From: David Hildenbrand (Red Hat)

Date: Wed Jan 14 2026 - 05:41:52 EST


On 1/13/26 13:41, Li Zhe wrote:
On Tue, 13 Jan 2026 11:15:29 +0100, david@xxxxxxxxxx wrote:

On 1/13/26 07:37, Li Zhe wrote:
On Mon, 12 Jan 2026 20:52:12 +0100, david@xxxxxxxxxx wrote:

As for concern (4), I believe it is orthogonal to this patchset, and
the cover letter already contains a performance comparison that
demonstrates the additional benefit.

I did see some comments in [1] about QEMU supporting user-mode
parallel zero-page operations; I'm just not sure what the current
state of that support looks like, or what the corresponding benchmark
numbers are.

As noted above, QEMU already employs a parallel page-touch mechanism,
yet the elapsed time remains noticeable. I am not deeply familiar with
QEMU; please correct me if I am mistaken.

I implemented some part of the parallel preallocation support in QEMU.

With QEMU, you can specify the number of threads and even specify the
NUMA-placement of these threads. So you can pretty much fine-tune that
for an environment.

You still pre-zero all hugetlb pages at VM startup time, just in
parallel though. So you pay some price at APP startup time.

Hi David,

Thank you for the comprehensive explanation.

You are absolutely correct: QEMU's parallel preallocation is performed
only during VM start-up. We submitted this patch series mainly
because we observed that, even with the existing parallel mechanism,
launching large-size VMs still incurs prohibitive delays. (Bringing up
a 2 TB VM still requires more than 40 seconds for zeroing)

If you know that you will run such a VM (or something else) later, you
could pre-zero the memory from user space by using a hugetlb-backed file
and supplying that to QEMU as memory backend for the VM. Then, you can
start your VM without any pre-zeroing.

I guess that approach should work universally. Of course, there are
limitations, as you would have to know how much memory an app needs, and
have a way to supply that memory in form of a file to that app.

Regarding user-space pre-zeroing, I agree that it is feasible once the
VM's memory footprint is known. We evaluated this approach internally;
however, in production environments, it is almost impossible to predict
the exact amount of memory a VM will require.

Of course, you could preallocate to the expected maximum and then
truncate the file to the size you need :)

The solution you described seems similar to delegating hugepage
management to a userspace daemon. I haven't explored this approach
before, but it appears quite complex.
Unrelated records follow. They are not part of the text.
PR #275, opened 2024-09-03
chore: incorrect comments updates

ahramy:
[AXE-4727](https://axelarnetwork.atlassian.net/browse/AXE-4727) : incorrect comments update

[AXE-4727]: https://axelarnetwork.atlassian.net/browse/AXE-4727?atlOrigin=eyJpIjoiNWRkNTljNzYxNjVmNDY3MDlhMDU5Y2ZhYzA5YTRkZjUiLCJwIjoiZ2l0aHViLWNvbS1KU1cifQ

### DIFF
--- a/contracts/InterchainTokenFactory.sol
+++ b/contracts/InterchainTokenFactory.sol
@@ -120,8 +120,9 @@ contract InterchainTokenFactory is IInterchainTokenFactory, ITokenManagerType, M
      * @param name The name of the token.
      * @param symbol The symbol of the token.
      * @param decimals The number of decimals for the token.
-     * @param initialSupply The amount of tokens to mint initially (can be zero).
-     * @param minter The address to receive the mintership and operatorship of the token.
+     * @param initialSupply The amount of tokens to mint initially (can be zero), allocated to the msg.sender.
+     * @param minter The address to receive the minter and operator role of the token, in addition to ITS. If it is set to `address(0)`,
+     * the additional minter isn't set, and can't be added later. This allows creating tokens that are managed only by ITS, reducing trust assumptions.
      * @return tokenId The tokenId corresponding to the deployed InterchainToken.
      */
     function deployInterchainToken(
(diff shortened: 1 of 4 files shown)


contracts/InterchainTokenFactory.sol
```diff
@@ -121,7 +121,7 @@ contract InterchainTokenFactory is IInterchainTokenFactory, ITokenManagerType, M
      * @param symbol The symbol of the token.
      * @param decimals The number of decimals for the token.
      * @param initialSupply The amount of tokens to mint initially (can be zero).
-     * @param minter The address to receive the initially minted tokens.
+     * @param minter The address to receive the mintership and operatorship of the token.
```
milapsheth, line 124:
```suggestion
     * @param minter The address to receive the minter and operator role of the token, in addition to ITS. If it is set to `address(0)`, the additional minter isn't set, and can't be added later. This allows creating tokens that are managed only by ITS, reducing trust assumptions.
```

contracts/InterchainTokenFactory.sol
```diff
@@ -121,7 +121,7 @@ contract InterchainTokenFactory is IInterchainTokenFactory, ITokenManagerType, M
      * @param symbol The symbol of the token.
      * @param decimals The number of decimals for the token.
      * @param initialSupply The amount of tokens to mint initially (can be zero).
```
milapsheth, line 123: Mention that initial supply goes to the sender of this method (and not the minter address).

contracts/InterchainTokenService.sol
```diff
@@ -313,8 +313,7 @@ contract InterchainTokenService is
     /**
      * @notice Used to deploy an interchain token alongside a TokenManager in another chain.
      * @dev At least the `gasValue` amount of native token must be passed to the function call. `gasValue` exists because this function can be
-     * part of a multicall involving multiple functions that could make remote contract calls. If the `minter` parameter is empty bytes then
-     * a mint/burn TokenManager is used, otherwise a lock/unlock TokenManager is used.
+     * part of a multicall involving multiple functions that could make remote contract calls.
```
milapsheth, line 316: Explain how the minter is used though. If minter is empty bytes, no additional minter is set on the token, only ITS is allowed to mint. If the token is being deployed on the current chain, `minter` should correspond to an EVM address (as bytes). Otherwise, an encoding appropriate to the destination chain should be used.

contracts/InterchainTokenFactory.sol
ahramy: updated

contracts/InterchainTokenService.sol
ahramy: updated

milapsheth (approved):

Beyond ensuring secure memory
isolation between VMs, we would also need to handle scenarios where
the management daemon or the QEMU process crashes, which implies
implementing robust recovery and memory reclamation mechanisms.

Yes, but I don't think that's particularly complicated. You have to remove the backing file, yes.

Do
you happen to have any documentation or references regarding
userspace hugepage management that I could look into?

Not really any documentation. I pretty much only know how QEMU+libvirt ends up using it :)

Compared to
the userspace approach, I wonder if implementing hugepage
pre-zeroing directly within the kernel would be a simpler and more
direct way to accelerate VM creation.

I mean, yes. I don't particularly enjoy user-space having to poll for pre-zeroing of pages ... it feels like an odd interface for something that is supposed to be simple.

I do understand the reasoning that "zeroing must be charged to somebody", and that using a kthread is a bit suboptimal as well.


Here is a thought: with "init_on_free", we charge zeroing of pages to whoever frees a page.

Can't we have a hugetlb mode where we zero hugetlb folios as they are getting freed back to the hugetlb allcoator? IOW, we charge it to whoever puts the last reference.

just a thought, maybe it was discussed before ...

--
Cheers

David